[PROBLEM DETAILS] Within the listing below, show every line that contains the word "networks".

[DATA FOR THIS TASK]
PR #2195, opened 2021-05-13
add network factory

rijobro:
Add network factory. Required renaming `LayerFactory` to the more general `ObjectFactory`, and moving it to a more suitable location.

### Status
**Ready**

### Types of changes


tests/test_network_factory.py
```diff
@@ -0,0 +1,54 @@
...
+        {"dimensions": 3, "in_channels": 4, "out_channels": 2, "channels": (4, 8, 16, 32), "strides": (2, 4, 1)},
+    ],
+    [DenseNet, "DenseNet", {"spatial_dims": 2, "in_channels": 4, "out_channels": 2}],
+]
+
+
+class TestNetworkFactory(unittest.TestCase):
+    @parameterized.expand(TESTS)
+    def test_network_factory(self, class_name, name, args):
+        net = NetworkFactory.get_constructor(name, **args)
```
rijobro, line 31: If anyone could help, I can't figure out how to do `NetworkFactory[name](**kwargs)` or `NetworkFactory[name, **kwargs]` or something similar to construct the object the network with kwargs.

Nic-Ma: Hi @ericspod , could you please help here as you defined the other factories before?

Thanks.

monai/networks/nets/autoencoder.py
```diff
@@ -16,8 +16,10 @@
 
 from monai.networks.blocks import Convolution, ResidualUnit
 from monai.networks.layers.factories import Act, Norm
+from monai.networks.nets.net_factory import NetworkFactory
 
 
+@NetworkFactory.factory_function("AutoEncoder")
```
ericspod, line 22: This decorator is meant for callable objects that return the type, so these shouldn't applied to a class. For example we have 

```python
@Dropout.factory_function("alphadropout")
def alpha_dropout_factory(_dim):
      return nn.AlphaDropout
```

The decorator is applied to a function in this case but it could be to a class to act as another factory whose `__call__` method would have to return newly created objects. That's not what `AutoEncoder` is so we need a different mechanism, either adding a function like the example or we add a new decorator to the factories that accept class types as arguments and store a callable factory function into the factory.

monai/utils/factories.py
```diff
@@ -0,0 +1,151 @@
...
+    def factory_function(self, name: str) -> Callable:
+        """
+        Decorator for adding a factory function with the given name.
+        """
+
+        def _add(func: Callable) -> Callable:
+            self.add_factory_callable(name, func)
+            return func
+
+        return _add
```
ericspod, line 107: I'd suggest this decorator method for class types:

```python
def factory_type(self, name: Optional[str]=None) -> Callable:
    """
    Decorator for class types, adding a factory function taking no arguments. This is stored under `name` or the class'
    name if not provided.
    """
    def _add(cls: type) -> type:
        self.add_factory_callable(name or cls.__name__, lambda: cls)
        return cls

    return _add
```

This would be used as 

```python
fact=ObjectFactory()

@fact.factory_type()
class Foo:
    def __init__(self,a,b):
        pass

foo_inst = fact["Foo"](a=1,b=2)
```

I *think* that'll work but I haven't tried it.

rijobro:
Hi @ericspod suggestions worked. Can now use `NetworkFactory["UNet"](**kwargs)`. Thanks. Any other comments?

wyli:
Is it possible to implement the idea in a separate module, so that we keep the readability of the network classes (without introducing a decorator to each network)
for example `networks/registry.py`
```py
from . import NetworkFactory
import monai

NetworkFactory.add(alias=('UNet', 'unet', 'Unet'), mod=monai.networks.nets.UNet)
NetworkFactory.add(alias=('AHNet', 'Ahnet'), mod=monai.networks.nets.AHNet)

```

in the future we may have a network with a specific config
```py
# an instance of the network
NetworkFactory.add(alias=('UNet32', 'unet32', 'Unet32'), mod=monai.networks.nets.UNet, args={'channels': (32, 32, 32)})
```

PR #2214, opened 2021-05-19
2208 Add `meta_keys` arg to the components

### LINKED ISSUE #2208: Add `meta_key` arg to enhance the `meta_key_postfix` arg
Currently, we use `meta_key_postfix` to extract meta data from dict, but sometimes it may not have corresponding meta key for the specified key, like `pred` and `pred_meta_dict`.
So we need an approach to specify `meta_key` directly.

Nic-Ma:
Fixes #2208 .

### Description
The `meta_key_postfix` arg can help to use a same `postfix` to get meta data of different keys, but sometimes we may want to use key A's meta data for key B, so also need a more explicit way to specify the `meta_keys`.

### Status
**Ready**

### Types of changes


monai/apps/deepgrow/transforms.py
```diff
@@ -702,10 +722,11 @@ def __call__(self, data):
         # update bounding box in case it was corrected by the SpatialCrop constructor
         box_start = np.array([s.start for s in cropper.slices])
         box_end = np.array([s.stop for s in cropper.slices])
-        for key in self.key_iterator(d):
+        for key, meta_key, meta_key_postfix in self.key_iterator(d, self.meta_keys, self.meta_key_postfix):
             if not np.array_equal(d[key].shape[1:], original_spatial_shape):
                 raise RuntimeError("All the image specified in keys should have same spatial shape")
-            meta_key = f"{key}_{self.meta_key_postfix}"
+            if meta_key is None:
```
ericspod, line 728: Elsewhere you have `meta_key = meta_key or f"{key}_{meta_key_postfix}"` which I think is correct to use. The `or` operator would be a problem if the left-hand side was something that overrode certain operators but using it to only check for `None` should be fine.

[ANSWER TO THE EXERCISE]
monai/networks/nets/autoencoder.py
 from monai.networks.blocks import Convolution, ResidualUnit
 from monai.networks.layers.factories import Act, Norm
+from monai.networks.nets.net_factory import NetworkFactory
for example `networks/registry.py`
NetworkFactory.add(alias=('UNet', 'unet', 'Unet'), mod=monai.networks.nets.UNet)
NetworkFactory.add(alias=('AHNet', 'Ahnet'), mod=monai.networks.nets.AHNet)
NetworkFactory.add(alias=('UNet32', 'unet32', 'Unet32'), mod=monai.networks.nets.UNet, args={'channels': (32, 32, 32)})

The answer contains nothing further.